Io aspetto che aprano l’ovetto


----------



## willcoyote85 (5 Luglio 2022)

rossonero71 ha scritto:


> Il fatto di prendere giocatori che possono fare più ruoli è una cosa positiva.
> 
> Quello che volevo dire che molte squadre stanno abbandonando il play basso per una costruzione più veloce più verticale e più diretta ( che mi trova non d'accordo di più) .
> 
> ...


grandissimo, volevo scriverlo ieri.
sento che per le difese chiuse ci vuole qualità... bah...
per le difese chiuse ci vogliono gli arieti, altrochè.


----------



## rossonero71 (5 Luglio 2022)

willcoyote85 ha scritto:


> grandissimo, volevo scriverlo ieri.
> sento che per le difese chiuse ci vuole qualità... bah...
> per le difese chiuse ci vogliono gli arieti, altrochè.


Al netto dei gol e punti da angolo. l'Inter ci sarebbe arrivata a 20 punti

Gli unici 2 a parlare di gioco aereo siamo noi 2 è un Po 7pato, mai sentito spicicare una parola dagli altri, ma neanche minimamente, come se a calcio si giocasse solo con i piedi, facci caso.


----------



## ILMAGO (5 Luglio 2022)

willcoyote85 ha scritto:


> grandissimo, volevo scriverlo ieri.
> sento che per le difese chiuse ci vuole qualità... bah...
> per le difese chiuse ci vogliono gli arieti, altrochè.



Per le difese chiuse serve avere gente che se arriva ai 30’metri sa tirare in porta.
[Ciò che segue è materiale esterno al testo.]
PR #108, opened 2021-12-09
changes VCC recycle challenge algorithm

redreceipt:


redreceipt:
ok now it's ready, forgot to delete interactions first time around

dags/vineyard_copy_latest_challenge.py
```diff
@@ -1,56 +1,70 @@
...
-        keepalives=1,
-        keepalives_idle=30,
-        keepalives_interval=10,
-        keepalives_count=5,
-    )
+def recycle_challenge():
+    # check if there's an item that starts today
+    headers = {"Authorization-Token": Variable.get("vineyard_rock_token")}
+    items = requests.get(
+        f"{Variable.get('vineyard_rock_api')}/ContentChannelItems?$filter=ContentChannelId eq 2056 and StartDateTime lt datetime'{(date.today() + timedelta(days = 1)).isoformat()}' and StartDateTime gt datetime'{date.today().isoformat()}'",
```
vinnyjth, line 13: you might want to use this utility to make sure that you aren't 4/5 hours off 

https://github.com/ApollosProject/apollos-shovel/blob/master/dags/rock/utilities.py#L132-L144
(it's poorly named)

vinnyjth (approved):
Approving b/c it looks great. Fix the timezone issue and we'll be golden.

dags/vineyard_copy_latest_challenge.py
redreceipt: I don't _think_ it should be an issue because all my comparisons only deal with days with time left off. I'm sending `StartDateTime gt 2021-12-09` and I've confirmed it works. right?

vinnyjth: You would be good if you sent `2021-12-09` but you're sending `isoformat` which includes a timestamp

vinnyjth: OH NVM!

Oggi da fuori area leao, brahim, Salemakers non fanno paura a nessuno, non so se han mai fatto un goal da fuori area in carriera.
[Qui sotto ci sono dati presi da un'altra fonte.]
PR #109, opened 2021-12-16
feat: People connections

tomthornton:
### About
This PR adds a `fetch_and_save_people_connections` dag which adds `people_connection` rows based on content item attributes that are a Person field type.
### Testing
First, you'll need [this PR](https://github.com/ApollosProject/apollos-apps/pull/2296) from core to create the `people_connection` table. You'll need to run `yarn migrator up` in the `ApollosApi` folder.

Second, you'll need to run the `core_backfill_people_rock_dag`. Once that's complete, you should see the record below in the database.

### Screenshots
Screen Shot 2021-12-16 at 1 11 36 PM


vinnyjth:
Sorry @tomthornton, I'm out of the loop. What's the context for this PR?

tomthornton:
@vinnyjth https://github.com/ApollosProject/apollos-apps/issues/2208 We're trying to expose people connections from Rock in the app

vinnyjth:
@tomthornton Do you think this would be better exposed as a feature that could be on a content item? 

On the shovel side, that would look like identifying people for a piece of content, and then making a feature with `data` containing a list of people? 

My primary concern with this aproach (which is very well built otherwise :) is that it's a bit generic. I can't tell what a person connection is, what it is used for, or how it correlates to data in a CMS.  Is it people who like content? People who have visited a piece of content? People who are preaching in that content? etc.

tomthornton:
@vinnyjth yeah the idea was to make it more flexible so that the attributes on the content items could be named in the way that the person relates to the content, whether that be a speaker, preacher, content author... etc. A person connection is simply an attribute on a content item with the field type `Person`.

As far as it being a feature... I'm not sure how we could have multiple people with descriptions as a field in Rock. 

Also, I tried to go the route of just fetching `AttributeValues` that had a `FieldTypeId` of the type `Person` but it didn't work. Couldn't get the right data.

vinnyjth:
> @tomthornton yeah the idea was to make it more flexible so that the attributes on the content items could be named in the way that the person relates to the content, whether that be a speaker, preacher, content author... etc. A person connection is simply an attribute on a content item with the field type Person.

Can you explain this more? I can see the flexibility on the Rock Side, but on our API side it looks like we will have no way of knowing (and displaying) what type of connection it is (author, preacher, speaker, etc) . That might not be a huge issue? 

Imagining that we lived in a perfect world and we could do whatever we wanted from a data fetching standpoint, do you think this is better represented as a feature or a content item attribute?

vinnyjth:
here's an example of fetching attributes of a specific type

https://github.com/ApollosProject/apollos-shovel/blob/master/dags/rock/rock_tags.py#L413-L429

People will be tricker since the `value` will likely be a `guid` you can then use that guid to find the correct people like `GET /api/People?$filter=Guid eq guid${guide}`

tomthornton:
> here's an example of fetching attributes of a specific type
> 
> https://github.com/ApollosProject/apollos-shovel/blob/master/dags/rock/rock_tags.py#L413-L429
> 
> People will be tricker since the `value` will likely be a `guid` you can then use that guid to find the correct people like `GET /api/People?$filter=Guid eq guid${guide}`

@vinnyjth hmm i tried that approach and it didn't work :/ I can try it again though once we figure out the approach

tomthornton:
> > @tomthornton yeah the idea was to make it more flexible so that the attributes on the content items could be named in the way that the person relates to the content, whether that be a speaker, preacher, content author... etc. A person connection is simply an attribute on a content item with the field type Person.
> 
> Can you explain this more? I can see the flexibility on the Rock Side, but on our API side it looks like we will have no way of knowing (and displaying) what type of connection it is (author, preacher, speaker, etc) . That might not be a huge issue?
> 
> Imagining that we lived in a perfect world and we could do whatever we wanted from a data fetching standpoint, do you think this is better represented as a feature or a content item attribute?

@vinnyjth so I've already built the UI portion of this. (I had both API changes and UI changes in one big PR but thought it might be best to split them up in order of when they were merged). I can add that as a draft PR if you wanna take a look. Shovel uses the attribute name to assign a type, which is rendered in `FollowListItem` as a description. 

As a feature, could we still attach Rock People? I just feel like the Person content item attribute is a really easy and customizable way for this to work. Maybe I'm not fully understanding what you mean though.

vinnyjth:
Gotcha, thanks for the context @tomthornton! 

@conrad-vanl What do you think? Should we build out this "people" block as a Feature or as a ContentItem attribute?

conrad-vanl:
> but on our API side it looks like we will have no way of knowing (and displaying) what type of connection it is (author, preacher, speaker, etc)

I think this is important. From a data model perspective, I think we need something to represent the "Edges" - thinking of a graph, the line that's attaching a content item to a person. What does that edge represent? Author, Preacher, Speaker, etc.

> "people" block as a Feature or as a ContentItem attribute?

Not sure. I might lean towards the latter, to be honest. We need to talk more about the future of Features - they're great for representing custom content structures - but they can be hard to reason about and understand since they're so abstract - and so I could argue that for built-in things like Videos - those should never be features? But I'm a little 🤷‍♂️ on that approach. 

This task was a bit of a pie in the sky task and surprised (but happy) @tomthornton got to working on it 😀

conrad-vanl:
I think the important things to have:

- To be able to display people connected to a node (maybe we need like a PeopleConnectionNode or something if it's not feature based????)
- To be able to "follow" these people in the same way you can follow any other user
- To be able to trigger a notification when there's a new content item in the database connected to a person you follow

Use case:
I follow a specific preacher at my church. I get a push notification when he has a new sermon to watch.

vinnyjth:
@conrad-vanl right on - that's helpful

@tomthornton In that context, I'm on board with the data model of this PR but I have feedback relevant to the GQL portion in apps that I'll move there :) 

However, I think this PR is missing `people_connection` deletions. If you remove a person from a content item, that change won't be reflected in the database.

tomthornton:
@conrad-vanl to your first point, the `type` column in the `people_connection` table should designate the type of connection it is. I originally had it as an enum, but ultimately changed it to a string to allow some flexibility.

@vinnyjth good call! I'll add that tomorrow.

Servirebbe qualcuno che sa tirare, vedi che anche a difesa schierata iniziano i problemi con uno che se vede la porta a 25 metri la mette all’angolino…


----------



## folletto (5 Luglio 2022)

Secondo me la sorpresa dovrebbe essere un giocatore dominante come lo è / sarà Leao. Io andrei Allin su Milinkovic Savic a centrocampo + Zyech in prestito a destra continuando con il 433 che ci ha fatto fare il filotto per vincere lo scudetto ma con tanta qualità in più, magari sacrificando qualcuno (Saele - Rebic) e prendendo due giovani come vice Theo e centrale di difesa. E poi magari, chissà, arriva un regalino di Gerry a gennaio.
E alziamolo un pò il tetto ingaggi per Leao e per la "sorpresa", bisogna mettere la seconda stella e migliorare in CL, e checass........


----------



## willcoyote85 (5 Luglio 2022)

Buciadignho ha scritto:


> A destra cosa cerchi tu come caratteristiche? Sono curioso.
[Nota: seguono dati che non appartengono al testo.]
PR #114, opened 2022-01-17
Contentful Sync (Kids Club Data Only)

liamillard:
### About

This PR adds the sync capability to our contentful integration and creates the sync for the Crossroads Kids Club Data.

We're now saving sync tokens in redis. Kids club sync tokens are saved under the key `crossroads_kids_club_contentful_sync_token`. I did not use the redis hook that airflow built because it's surprisingly limited. Instead, we're using the regular ol' `redis` python package. The redis connection URL is now stored as an airflow variable.

To get the sync working, I had to tweak the original backfill. We had been backfilling video content only, but that led to issues during the sync. When you specify a content type (in this case, we specified that we were backfilling `Entries` of type `Video`), all following syncs also only use that specific type. In order to get updates to assets and categories (in the future), I had to open up the backfill to sync _all_ content, not just entries of type `Video`.

I definitely wasn't able to test all of the sync scenarios, so we'll watch this run over the next few days to make sure its behaving as expected. 

### Testing

1. Start up Airflow.
2. Toggle on the `crossroads_kids_club_backfill_contentful_content_item_dag` DAG. Wait for it to finish, it will take a few minutes.
3. Toggle on the `crossroads_kids_club_contentful_content_item_dag`, and wait for it to finish. It should run much faster 😅

### Screenshots
 
Screen Shot 2022-01-17 at 6 07 10 PM


dags/contentful_crossroads/cr_redis.py
```diff
@@ -0,0 +1,6 @@
+import redis
+from airflow.models import Variable
+
+redis_client = redis.Redis.from_url(Variable.get("redis"))
```
vinnyjth, line 4: What do you think about prefixing your variable with `crossroads_kids_club`? For the event that we ever use Redis for something else :)

liamillard: I decided not to prefix this airflow variable, thinking that if another church uses redis they'll use the same connection string. But anything I write to redis is prefixed with the `crossroads_kids_club`. Does that make sense? Or will different churches use different redis connection strings?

ah io un mancino con dribbling velocità che veda bene la porta, non uno tipo leao che predilige il fondo.
ovvio che detto così è un fenomeno ma mi accontento di poco. se devo tralasciare qualcosa tralascio un po' di velocità.
importante che abbia un po' di fiuto del gol, vada senza palla e chiuda sul 2o palo. nomi non saprei non conosco molti giocatori...
ziyech segna un po' poco ma corrisponde abbastanza, però è troppo "affermato" per i miei gusti.

ovviamente tutto ciò se giochiamo con 3 cc come spero.


----------



## willcoyote85 (5 Luglio 2022)

rossonero71 ha scritto:


> Al netto dei gol e punti da angolo. l'Inter ci sarebbe arrivata a 20 punti
> 
> Gli unici 2 a parlare di gioco aereo siamo noi 2 è un Po 7pato, mai sentito spicicare una parola dagli altri, ma neanche minimamente, come se a calcio si giocasse solo con i piedi, facci caso.


è un problema cronico che sembra non vogliamo migliorare.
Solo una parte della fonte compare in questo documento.